[[ Data provided open ]]
Issue #455, opened 2025-02-11
Implement lints to match internal linting behavior


another-rex:
- [ ] All exported structs or functions need to have a comment
- [ ] Each library need one and only one comment about what this package does
Our internal linters only expect this comment for just one of the package's files (so it'll complain if it's there for multiple files with package comments)
- [ ] There needs to be a new line at the end of a file
- [ ] TODOs should be associated with a buganizer number or GitHub issue number (Custom regex lint?)
        E.g. any line with // TODO: 
        Must also include b/12345
        Or #123 in the same line
- [ ] ~~//nolint comments.~~ We still need to look into this more to find a fix.

cuixq:
also using "any" instead of "interface{}"

cuixq:
I just fixed the internal linter to allow `nolint` directives so we don't need to worry about it any more.

G-Rath:
> All exported structs or functions need to have a comment

Turns out that this is already supported, it's just `golangci-lint` v1 eats it by default as a "false positive" - v2 doesn't have that concept, so this'll start being reported as part of that upgrade

PR #468, opened 2025-02-18
chore: ensure that JSON errors are properly checked when required

G-Rath:
Relates to #274

### DIFF
--- a/detector/weakcredentials/filebrowser/filebrowser.go
+++ b/detector/weakcredentials/filebrowser/filebrowser.go
@@ -174,6 +174,7 @@ func checkLogin(ctx context.Context, fileBrowserIP string, fileBrowserPort int) 
 	client := &http.Client{Timeout: requestTimeout}
 	targetURL := fmt.Sprintf("http://%s:%d/api/login", fileBrowserIP, fileBrowserPort)
 
+	//nolint:errchkjson // this is a static struct, so it cannot fail
 	requestBody, _ := json.Marshal(map[string]string{
 		"username":  "admin",
 		"password":  "admin",
--- a/.golangci.yaml
+++ b/.golangci.yaml
@@ -23,7 +23,7 @@ linters:
     - dupword
     - durationcheck
 #    - errcheck
-#    - errchkjson
+    - errchkjson
     - errname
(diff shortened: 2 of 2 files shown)


cuixq (approved):

detector/weakcredentials/filebrowser/filebrowser.go
```diff
@@ -166,6 +166,7 @@ func checkLogin(ctx context.Context, fileBrowserIP string, fileBrowserPort int)
 	client := &http.Client{Timeout: requestTimeout}
 	targetURL := fmt.Sprintf("http://%s:%d/api/login", fileBrowserIP, fileBrowserPort)
 
+	//nolint:errchkjson
```
erikvarga, line 169: I'd say we should check for the error here too

G-Rath: this is marshalling a static struct, so the only way it could actually error would be if someone changed the struct to include an external value.

`errchkjson` is designed to account for that where possible, so it'll tell you when you should start error checking but it expects you to pass a struct rather than a `map` - I might actually open an issue with them as I think it should be safe to also ignore `map[string]string` with static values

erikvarga: Ah, fair, didn't notice it was a static struct. Let's add a short comment about that after the nolint directive in that case.

detector/weakcredentials/filebrowser/filebrowser.go
```diff
@@ -174,6 +174,7 @@ func checkLogin(ctx context.Context, fileBrowserIP string, fileBrowserPort int)
 	client := &http.Client{Timeout: requestTimeout}
 	targetURL := fmt.Sprintf("http://%s:%d/api/login", fileBrowserIP, fileBrowserPort)
 
+	//nolint:errchkjson // this is a static struct, so it cannot fail
```
G-Rath, line 177: @cuixq just wanting to double check I've understood your comment [here](https://github.com/google/osv-scalibr/issues/455#issuecomment-2657966744) correctly - is this now allowed by the internal linters, or should I put it on a dedicated line?

PR #475, opened 2025-02-19
Gosum support

alessandro-Doyensec:
This PR enables scalibr to search for indirect dependencies inside the `go.sum` if the go.mod's golang version is < 1.17.

This feature is necessary since before 1.17 every indirect dependency was only present in the `go.sum` file.


extractor/filesystem/language/golang/gomod/gomod.go
```diff
@@ -144,4 +164,52 @@ func (e Extractor) Ecosystem(i *extractor.Inventory) string {
 	return "Go"
 }
 
+// extractFromSum extracts dependencies from the go.sum file.
+//
+// Note: This function may produce false positives, as the go.sum file might be outdated.
+func extractFromSum(input *filesystem.ScanInput) ([]*extractor.Inventory, error) {
```
vpasdf, line 170: Does this mean go.sum files only exist when a go.mod file is present, no matter what go version?

extractor/filesystem/language/golang/gomod/gomod.go
```diff
@@ -112,8 +115,25 @@ func (e Extractor) Extract(ctx context.Context, input *filesystem.ScanInput) ([]
...
+	// package imported (even indirectly) by a package or test in the main module or passed as an argument to go get.
+	//
+	// for versions below extract indirect dependencies from the go.sum file
+	if isGoVersionSpecified && version.Compare("go"+parsedLockfile.Go.Version, "go1.17") < 0 {
+		sumPackages, err := extractFromSum(input)
+		if err != nil {
+			log.Warnf("Error reading go.sum file: %s", err)
+		} else {
+			for _, p := range sumPackages {
+				packages[mapKey{name: p.Name, version: p.Version}] = p
```
vpasdf, line 130: Adding this will overwrite packages from go.mod, right? I think we don't want to do this deduplication. If we skip it we can also add go.sum in FileRequired and replace Extract with a "if" between extractGoMod and extractGoSum. WDYT?

extractor/filesystem/language/golang/gomod/gomod.go
alessandro-Doyensec: Yes, the `go.sum` file is used in addition to `go.mod` to keep the expected hashes of the modules:

> _In addition to go.mod, the go command maintains a file named go.sum containing the expected [cryptographic hashes](https://go.dev/cmd/go/#hdr-Module_downloading_and_verification) of the content of specific module versions_

see https://go.dev/blog/using-go-modules

extractor/filesystem/language/golang/gomod/gomod.go
alessandro-Doyensec: > Adding this will overwrite packages from go.mod, right?

Yes

> I think we don't want to do this deduplication

Should the extractor keep only the `go.mod` dependencies or both (in case of a collision)?

> If we skip it we can also add go.sum in FileRequired and replace Extract with a "if" between extractGoMod and extractGoSum

I considered that approach, but since the feature request specifically involves handling `go.sum` files for Golang versions below 1.17, the extractor must first read the `go.mod` file to determine the specified Go version. Then, if the version is below 1.17, it should open the `go.sum` file to search for indirect dependencies.
The main issue with including `go.sum` in the FileRequired logic is that the `go.sum` file doesn’t include the Go version, which is necessary for deciding whether or not to return the dependencies from the `go.sum`

extractor/filesystem/language/golang/gomod/gomod.go
vpasdf: sg

extractor/filesystem/language/golang/gomod/gomod.go
vpasdf: >> I think we don't want to do this deduplication
>
>Should the extractor keep only the go.mod dependencies or both (in case of a collision)?

I'd say both. Location should be different. Or if this leads to duplicates, we should keep the go.mod entry, as iiuc this is more reliable, as you said go.sum can be stale. How about we add a flag "deduplicate per module" or soemthing like that, default value false. So per default we get go.mod with the addition of go.sum, if not present in go.mod. And if the flag is enabled you get everything without deduplication.

>> If we skip it we can also add go.sum in FileRequired and replace Extract with a "if" between extractGoMod and extractGoSum
> 
> I considered that approach, but since the feature request specifically involves handling go.sum files for Golang versions below 1.17, the extractor must first read the go.mod file to determine the specified Go version. Then, if the version is below 1.17, it should open the go.sum file to search for indirect dependencies.
The main issue with including go.sum in the FileRequired logic is that the go.sum file doesn’t include the Go version, which is necessary for deciding whether or not to return the dependencies from the go.sum
> 
> Am I missing something here?

Ah I see, makes sense. 

So I agree that go.sum is not in FileRequired. Please document in code why (you need to go.mod file to determine the goversion). Maybe just add this comment in FileRequired.

Please add to the code for go.sum parsing why we do this, like what you explain here. Below 1.17 go.mod does not contain indirect deps, but they might be in go.sum, thus we look into it as well.

Is it easy to parse what dependencies are direct/indirect? Maybe we want to add this information to the metadata. WDYT? IIUC direct deps are from the current module to dependencies. Indirect deps are all transitive dependencies, correct?

vpasdf: Add the indirect details to `go.mod`. If it's not too complicated, do it also for go.sum. We could do this in a separate PR imo. Up to you.

alessandro-Doyensec: Oh sorry, I'll also include the flag to determine whether the dependencies in the go.sum file should be deduplicated.

Once that's done, the PR should be ready for merging, right?

vpasdf: sg

extractor/filesystem/language/golang/gomod/gomod.go
```diff
@@ -158,11 +181,24 @@ func (e Extractor) Extract(ctx context.Context, input *filesystem.ScanInput) ([]
...
+	// and to ensure that sum dependencies are deduplicated when specified.
 	dedupedPs := map[mapKey]*extractor.Inventory{}
-	for _, p := range packages {
-		dedupedPs[mapKey{name: p.Name, version: p.Version}] = p
+	for key, p := range packages {
+		keepGoSumSeparated := !e.deduplicateSumDependencies
+		s := mapKey{
+			name:    p.Name,
+			version: p.Version,
+			isGoSum: key.isGoSum && keepGoSumSeparated,
```
vpasdf, line 194: I think this is some complicated logic. If possible refactor. Would it be easier to have separate lists for gomod and gosum? I don't have a good idea on the top of my mind, in case you don't find something I can take another look.

I think it also has a bug, but maybe I'm wrong:

Lets say a package we found has isGoSum == true, and we want to keep gosum. Then line 193 will be true. In line 197 we find package p, so ok == true. key.isGoSum is also true. In that case we would continue and skip it, but iiuc it should be not skipped.

alessandro-Doyensec: > I think this is some complicated logic. If possible refactor. Would it be easier to have separate lists for gomod and gosum? I don't have a good idea on the top of my mind, in case you don't find something I can take another look.

Yes, I was thinking the same thing. It might be a good idea to split the logic into two separate functions for handling go.mod and go.sum and then apply a final deduplication step if specified.

> I think it also has a bug, but maybe I'm wrong

I don’t think it’s an issue since the key is generated using `key.isGoSum && keepGoSumSeparated`. If that evaluates to `true`, no collisions will occur between `go.mod` and `go.sum` dependencies (`ok` will never be `true`). 
Regardless, I do agree with you that this logic is complicated and needs refactoring.

I'll proceed with the refactor.

alessandro-Doyensec:
Hey @vpasdf , while refactoring, I was thinking about some potential ways to merge the `go.mod` and `go.sum` dependencies. I had the idea to just append the `go.sum` location if a dependency was already found inside the `go.mod`.

You can check out the implementation in the last commit. If you'd rather keep the dependencies separated, I can roll back this change. Let me know your thoughts!

vpasdf (approved):

PR #479, opened 2025-02-20
feat(guided remediation): add package-lock.json graph parsing

michaelkedar:
Migrated the `package-lock.json` dependency graph reading from osv-scanner.

Also implemented parsing of `peerDependencyMeta`,since it was a pretty straightforward TODO that I didn't want to make a bug for.

Moved the package-lock.json struct definition to `internal/dependencyfile/packagelockjson` that's now used by this, and the packagelockjson extractor (`extractor/filesystem/language/javascript/packagelockjson`)


internal/guidedremediation/lockfile/npm/packagelockjson.go
```diff
@@ -0,0 +1,211 @@
...
+func GetReadWriter() (lockfile.ReadWriter, error) {
+	return readWriter{}, nil
+}
+
+// System returns the ecosystem of this ReadWriter.
+func (r readWriter) System() resolve.System {
+	return resolve.NPM
+}
+
+type lockDependency struct {
```
cuixq, line 44: can we reuse what is in extractor?

michaelkedar: The struct in `extractor/filesystem/language/javascript/packagelockjson` isn't exported, and I don't think we want to make it public.

Maybe I can make a new internal submodule to share them?

cuixq: hmm how much are they overlapped? do you think it's worthwhile to considerate them in a internal submodule?
if not too complicated, I would prefer to see them consolidated so we don't need to touch multiple places if there is any bug fix.

michaelkedar: I've refactored them to now both use a consolidated `internal/dependencyfile/packagelockjson`

cuixq: thanks! can you also update the PR description to reflect this change?

cuixq (approved):

PR #496, opened 2025-02-27
refactor: use official `semantic` package instead of vendored version

G-Rath:
I don't have any context on the "why" behind this, but now that `semantic` is officially part of `osv-scalibr` we can switch this to using that.

For now I have used `panic` to handle the possible error as that matches the old `semantic` behaviour, but am happy to do a follow-up PR switching the surrounding implementation to handle the error more gracefully if folks like (though it shouldn't actually be possible with the Packagist parser)


another-rex (approved):

detector/cve/cve202338408/cve202338408.go
```diff
@@ -234,7 +234,13 @@ type fileLocations struct {
 
 func versionLessEqual(lower, upper string) bool {
 	// Version format looks like this: 3.7.1p2, 3.7, 3.2.3, 2.9p2
-	return semantic.ParsePackagistVersion(lower).CompareStr(upper) <= 0
+	r, err := semantic.MustParse(lower, "Packagist").CompareStr(upper)
+
+	if err != nil {
+		panic(err)
```
vpasdf, line 240: Lets not reintroduce the panic. WDYT about returning bool,error?

G-Rath: Yeah I agree but was going to do that as a follow up since that's a separate concern, since as-is we're not changing the behaviour in anyway.

An alternative would be to just ignore the error here, and then the follow up PR would be for properly handling it - that'd let us avoid using the `panic` function

another-rex: +1. let's maintain the same behavior (keep the panic in) and then followup with the fix.

vpasdf: ok, looking forward to the followup

G-Rath: Have drafted #514 branched off this - feel free to start reviewing while we wait for this to land

another-rex (approved):

PR #499, opened 2025-02-27
refactor: remove unused functions and variables

G-Rath:
This enables the `unused` linter, which reports functions and variables that are not being used, of which we have a fair amount - I'm hoping that none of these are used by internal magic, but I'm expecting at least probably is...

Relates to #274


internal/guidedremediation/manifest/maven/pomxml_test.go
```diff
@@ -28,11 +28,8 @@ import (
 )
 
 var (
-	depMgmt           = depTypeWithOrigin("management")
-	depParent         = depTypeWithOrigin("parent")
-	depPlugin         = depTypeWithOrigin("plugin@org.plugin:plugin")
-	depProfileOne     = depTypeWithOrigin("profile@profile-one")
-	depProfileTwoMgmt = depTypeWithOrigin("profile@profile-two@management")
```
cuixq, line 35: I think these will be needed when we gradually migrate guided remediation, but we can add them back anyway, so I am fine with removing them. for other changes, I will let @erikvarga to take a look.

artifact/image/layerscanning/image/layer_test.go
```diff
@@ -584,21 +584,6 @@ func TestChainFSReadDir(t *testing.T) {
 // CHAINLAYER TESTING HELPER METHODS
 // ========================================================
 
-func checkError(t *testing.T, funcName string, gotErr error, wantErr error) {
```
erikvarga, line 587: @another-rex do we need these for layer extraction?

another-rex: No I don't think so, and I think we would want to use cmp.Diff instead anyway I believe.

internal/guidedremediation/manifest/maven/pomxml_test.go
erikvarga: Should be fine to re-add once we start using these I'd say.

erikvarga (approved):

erikvarga:
@G-Rath looks like there are some merge conflicts, can you sync? 

BTW if you [give reviewers push permisisons](https://docs.github.com/en/pull-requests/collaborating-with-pull-requests/working-with-forks/allowing-changes-to-a-pull-request-branch-created-from-a-fork) they can resolve the merge conflicts too (like I did [here](https://github.com/google/osv-scalibr/pull/490/commits)).

G-Rath:
> BTW if you [give reviewers push permisisons](https://docs.github.com/en/pull-requests/collaborating-with-pull-requests/working-with-forks/allowing-changes-to-a-pull-request-branch-created-from-a-fork) they can resolve the merge conflicts too

It is enabled, but it only works for personal forks - I've sent you an invite to the Ackama fork so that it'll work in future.

erikvarga (approved):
[[ Data provided closed ]]
* **Problem requirements**: Return the span of lines in the data above that opens at the line with "refactor: remove unused" and closes at the line with "erikvarga, line 587: @another-rex", exactly, ends included, nothing else.

* **Solution to this task**:
refactor: remove unused functions and variables

G-Rath:
This enables the `unused` linter, which reports functions and variables that are not being used, of which we have a fair amount - I'm hoping that none of these are used by internal magic, but I'm expecting at least probably is...

Relates to #274


internal/guidedremediation/manifest/maven/pomxml_test.go
```diff
@@ -28,11 +28,8 @@ import (
 )
 
 var (
-	depMgmt           = depTypeWithOrigin("management")
-	depParent         = depTypeWithOrigin("parent")
-	depPlugin         = depTypeWithOrigin("plugin@org.plugin:plugin")
-	depProfileOne     = depTypeWithOrigin("profile@profile-one")
-	depProfileTwoMgmt = depTypeWithOrigin("profile@profile-two@management")
```
cuixq, line 35: I think these will be needed when we gradually migrate guided remediation, but we can add them back anyway, so I am fine with removing them. for other changes, I will let @erikvarga to take a look.

artifact/image/layerscanning/image/layer_test.go
```diff
@@ -584,21 +584,6 @@ func TestChainFSReadDir(t *testing.T) {
 // CHAINLAYER TESTING HELPER METHODS
 // ========================================================
 
-func checkError(t *testing.T, funcName string, gotErr error, wantErr error) {
```
erikvarga, line 587: @another-rex do we need these for layer extraction?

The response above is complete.